10-го выехали мы из Петербурга с Пушкиным в дилижансе. Обедали в Царском Селе у Жуковского. В Твери виделись с Глинкой. 14-го числа утром приехали мы в Москву. Жена ждала меня дома. Был я у князя Дмитрия Владимировича и у Дмитриева. Голицын видит во французских делах второе представление революции. Смотрит он задними глазами. Денис Давыдов говорит о нем, что он все еще упоминает о нынешнем, как об XVIII веке, так затвердил он его.
Поехали мы с женой в Остафьево. 15-го праздновали именины Маши. 16-го были в Валуеве у молодых (Мусин) Пушкиных. Графиня Эмилия шутя поцеловала у меня левую руку. Все ахнули и расхохотались. 17-го писали в Ревель к Карамзиным.
Бедный Василий Львович Пушкин скончался 20-го числа в начале третьего часа пополудни. Я приехал к нему часов в одиннадцать. Смерть уже была на вытянутом лице и в тяжелом дыхании его. Однако же он меня узнал, протянул мне уже холодную руку свою и на вопрос Анны Николаевны: рад ли он меня видеть? (с приезда моего из Петербурга я не видал его) – отвечал он слабо, но довольно внятно: очень рад. После того, кажется, раза два хотел он что-то сказать, но уже звуков не было. На лице его ничего не выражалось, кроме изнеможения. Испустил он дух спокойно и безболезненно, во время чтения молитвы при соборовании маслом. Обряда не кончили, помазали только два раза.
Накануне был уже он совсем изнемогающий, но, увидев Александра, племянника, сказал ему: «Как скучен Катенин!» Перед этим читал он его в
Я в Пушкине теряю одну из сердечных привычек жизни моей. С 18-летнего возраста и тому двадцать лет был я с ним в постоянной связи. Сонцев таким образом распределил приязнь Василия Львовича: Анна Львовна, я и однобортный фрак, который переделал он из сюртука в подражание Павлу Ржевскому. Черты младенческого его простосердечия и малодушия могут составить любопытную главу в истории сердца человеческого. Они придавали что-то смешное личности его, но были очень милы.

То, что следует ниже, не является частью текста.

PR #670, opened 2023-09-28
[compat][controller][admintool] Added store-level max compaction lag support

gaojieliu:
`max.compaction.lag.ms` is used to control the maximum time a message will remain ineligible for compaction. This is the config, which will trigger frequent compaction when there are a lot of duplicated messages in version topic. This config has been proved to help reduce the DaVinci bootstrapping time when the version topic contains many duplicate messages with high write throughput. So far, we will manually adjust this setting for the high-write throughput DaVinci stores.

## How was this PR tested?
CI

### DIFF
--- a/internal/venice-common/src/main/resources/avro/StoreMetaValue/v16/StoreMetaValue.avsc
+++ b/internal/venice-common/src/main/resources/avro/StoreMetaValue/v16/StoreMetaValue.avsc
@@ -157,6 +157,7 @@
             {"name": "activeActiveReplicationEnabled", "type": "boolean", "default": false, "doc": "Whether or not active/active replication is enabled for hybrid stores; eventually this config will replace native replication flag, when all stores are on A/A"},
             {"name": "applyTargetVersionFilterForIncPush", "type": "boolean", "default": false, "doc": "Whether or not the target version field in Kafka messages will be used in increment push to RT policy"},
             {"name": "minCompactionLagSeconds", "type": "long", "default": -1, "doc": "Store level min compaction lag config and if not specified, it will use the global config for version topics"},
+            {"name": "maxCompactionLagSeconds", "type": "long", "default": -1, "doc": "Store level max compaction lag config and if not specified, 'max.compaction.lag.ms' config won't be setup in the corresponding version topics"},
             {
               "name": "versions",
               "doc": "List of non-retired versions. It's currently sorted and there is code run under the assumption that the last element in the list is the largest. Check out {VeniceHelixAdmin#getIncrementalPushVersion}, and please make it in mind if you want to change this logic",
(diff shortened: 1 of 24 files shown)


services/venice-controller/src/main/java/com/linkedin/venice/controller/kafka/consumer/AdminExecutionTask.java
```diff
@@ -519,6 +519,8 @@ private void handleSetStore(UpdateStore message) {
 
     params.setStorageNodeReadQuotaEnabled(message.storageNodeReadQuotaEnabled);
     params.setMinCompactionLagSeconds(message.minCompactionLagSeconds);
+    params.setMaxCompactionLagSeconds(message.maxCompactionLagSeconds);
+    LOGGER.info("max compaction lag ms in AdminExecutionTask: " + message.maxCompactionLagSeconds);
```
sixpluszero, line 523: This is debug log? Should we remove this?

internal/venice-common/src/main/resources/avro/StoreMetaValue/v16/StoreMetaValue.avsc
```diff
@@ -157,6 +157,7 @@
             {"name": "activeActiveReplicationEnabled", "type": "boolean", "default": false, "doc": "Whether or not active/active replication is enabled for hybrid stores; eventually this config will replace native replication flag, when all stores are on A/A"},
             {"name": "applyTargetVersionFilterForIncPush", "type": "boolean", "default": false, "doc": "Whether or not the target version field in Kafka messages will be used in increment push to RT policy"},
             {"name": "minCompactionLagSeconds", "type": "long", "default": -1, "doc": "Store level min compaction lag config and if not specified, it will use the global config for version topics"},
+            {"name": "maxCompactionLagSeconds", "type": "long", "default": -1, "doc": "Store level max compaction lag config and if not specified, 'max.compaction.lag.ms' config won't be setup in the corresponding version topics"},
```
sixpluszero, line 160: Hmm, can we do this in-place protocol upgrade here?

sixpluszero (commented):
Overall looks good, just the protocol part make me a bit concerned as commented below.

internal/venice-common/src/main/resources/avro/StoreMetaValue/v16/StoreMetaValue.avsc
gaojieliu: Good catch, and this is a mistake.

services/venice-controller/src/main/java/com/linkedin/venice/controller/kafka/consumer/AdminExecutionTask.java
gaojieliu: Fixed.

shuhui-liu (approved):

PR #672, opened 2023-09-28
[server][controller] KME Schema Registration To ZK On Startup

lyssarzr:
## Summary
Today, only `venice-0` leader controller is allowed to register new KME schema into ZK. This change is intended to allow every other controller and server to register KME schema during startup.

Resolves VENG-10678

-->

### DIFF
--- a/services/venice-server/src/main/java/com/linkedin/venice/server/VeniceServer.java
+++ b/services/venice-server/src/main/java/com/linkedin/venice/server/VeniceServer.java
@@ -207,11 +207,11 @@ public class VeniceServer {
       String localControllerUrl = serverConfig.getLocalControllerUrl();
       String d2ServiceName = serverConfig.getLocalControllerD2ServiceName();
       String d2ZkHost = serverConfig.getLocalD2ZkHost();
-      String cluster = serverConfig.getSystemSchemaClusterName();
+      String systemStoreCluster = serverConfig.getSystemSchemaClusterName();
       ControllerClientBackedSystemSchemaInitializer metaSystemStoreSchemaInitializer =
           new ControllerClientBackedSystemSchemaInitializer(
               AvroProtocolDefinition.METADATA_SYSTEM_SCHEMA_STORE,
-              cluster,
+              systemStoreCluster,
               AvroProtocolDefinition.METADATA_SYSTEM_SCHEMA_STORE_KEY.getCurrentProtocolVersionSchema(),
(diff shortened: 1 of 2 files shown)


services/venice-server/src/main/java/com/linkedin/venice/server/VeniceServer.java
```diff
@@ -204,19 +204,36 @@ private List<AbstractVeniceService> createServices() {
     jvmStats = new VeniceJVMStats(metricsRepository, "VeniceJVMStats");
 
     if (serverConfig.isSystemSchemaInitializationAtStartTimeEnabled()) {
+      String localControllerUrl = serverConfig.getLocalControllerUrl();
+      String d2ServiceName = serverConfig.getLocalControllerD2ServiceName();
+      String d2ZkHost = serverConfig.getLocalD2ZkHost();
+      String cluster = serverConfig.getSystemSchemaClusterName();
```
shuhui-liu, line 210: Let's rename `cluster` to `systemStoreCluster` to avoid the confusion between the cluster that the server belongs to and the cluster that system schema locates in.

services/venice-server/src/main/java/com/linkedin/venice/server/VeniceServer.java
```diff
@@ -204,19 +204,36 @@ private List<AbstractVeniceService> createServices() {
...
+              null,
+              null,
+              false,
+              sslFactory,
+              localControllerUrl,
+              d2ServiceName,
+              d2ZkHost,
               false);
       metaSystemStoreSchemaInitializer.execute();
+      kmeSchemaInitializer.execute();
```
shuhui-liu, line 236: Since we've initialized KME schema here, it's not necessary to verify the existence of KME schema later at line 259:
```
kafkaMessageEnvelopeSchemaReader.ifPresent(
          schemaReader -> new SchemaPresenceChecker(schemaReader, AvroProtocolDefinition.KAFKA_MESSAGE_ENVELOPE)
              .verifySchemaVersionPresentOrExit());
```
Please move above code to the following branch:
```
// For system schemas initialized via controller client, no need to verify again because they should already exist
      if (!serverConfig.isSystemSchemaInitializationAtStartTimeEnabled()) {
```

shuhui-liu (changes requested):

shuhui-liu (approved):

У Веревкиных 22-го вечером виделся я с великим князем. Он был ко мне очень внимателен, в первый раз после варшавской моей истории. За ужином говорил, что ему все равно ночью не спать только с тем, чтобы днем были
«Слов нет, виновен первоисточник, который повлек за собой ряд последствий. Да, надо поддержать скрепленное клятвой, но последствия отвратительны. Все это только якобинство». Хороша его коронация, говорил он об Орлеанском.
Вообще трудно судить заранее об этих происшествиях. Если все обдержится, усядется и укоренится, то, разумеется, революция эта будет прекрасной страницей в истории Парижа, но можно ли надеяться на прочность содеянного? Действительно ли это великая мысль, идет ли она от сердца? Тогда – хорошо, но если тут одно личное честолюбие, то прока не будет. Впрочем, о многих и превратно судят: например, ужасаются трехцветной кокарды, забывая, что она знаменье не одной гильотины, а двадцатилетней славы, двадцатилетнего имперского господства Франции в Европе. Как французам отказаться от этого достояния из угождения Бурбонам, которые доказали не раз, что они не умеют царствовать. Доселе все случившееся, за исключением нескольких театральных выходок Орлеанского, законно и свято, если святы права народа, искупившего их своей кровью и бедствиями разнородными, но по мне Орлеанский что-то ненадежен. Он не герой этой революции, а актер ее: следовательно, может силой обстоятельств быть вынужден играть и другую роль, или пересолить нынешнюю; а может быть, и лучше, что в этой драме нет героя – лишь бы ансамбль действовал. Революции на одно лицо суть революции классические: эта Шекспировская.
21-го обедали мы у Дмитриева со слепцом Молчановым. В министерстве они не ладили. Одно утро собрались у нас с Пушкиным: Бартенев-Костромский, Сергей Глинка, Сибилев, Нащокин Павел Воинович.
Возвратился я сюда 23-го. Вчера обедали у нас два Олениных.
Мюссе говорит, что поэзия хороша, но музыка – лучше. Мне тоже приходило в голову утверждать превосходство музыки над живописью – тем, что ангелы не живописуют, а воспевают славу Всевышнего.
Последние дни августа провел в Москве.